This weekend, 470 sub-Saharan Africans in 45 small, overcrowded boats were attended to by the coastguard when they reached the shores of Murcia, and a fortnight ago, over 600 reached Andalucía in the space of three days.
As at October 31, the coastguard had coordinated the rescue of exactly 13,533 migrants, mostly sub-Saharan Africans, arriving on 824 boats, and in the last three weeks this has increased by over 1,500.
Major arrivals include 29 Africans in four boats off the coast of Tarifa (Cádiz province) on November 8 and, two days later, another 20 on one boat who reached the shores of Adra (Almería province).
Also in Andalucía, the following day brought 195 migrants in four boats to the province of Málaga, and the day after, 60 were rescued 10 kilometres south of Barbate (Cádiz province).
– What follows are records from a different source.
PR #1507, opened 2024-09-04
added a popover for av results on files

ARADDCC002:


frontend/src/entry/model/releases/FileDownload.tsx
```diff
@@ -1,30 +1,98 @@
...
-              <Link href={`/api/v2/model/${modelId}/file/${file._id}/download`} data-test={`fileLink-${file.name}`}>
-                <Typography noWrap textOverflow='ellipsis'>
-                  {file.name}
-                </Typography>
-              </Link>
-            </Tooltip>
-          </Grid>
-          <Grid item xs={1} textAlign='right'>
-            <Typography variant='caption'>{prettyBytes(file.size)}</Typography>
+        <>
```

Coastguard officials in the Canary Islands attended to 36 migrants on one boat in the port of Los Cristianos in Arona, Tenerife, and two days after this, three boats carrying 102 sub-Saharans were rescued near Alborán Island, about halfway between Almería and Morocco.
These do not include those migrants who arrived overland, managing to cross the border fences from Morocco to the Spanish city-provinces of Ceuta and Melilla on its coast.
Other than Ceuta and Melilla, the main entry routes are via the Strait of Gibraltar heading for the coast of the province of Cádiz, and towards Almería via the Alborán Sea.
The 15,000-plus who made it to Spain would have been placed in migration internment centres, from which they can apply for asylum and will be held until either they are granted refugee status, or they are deported.
The process can take months, or even years.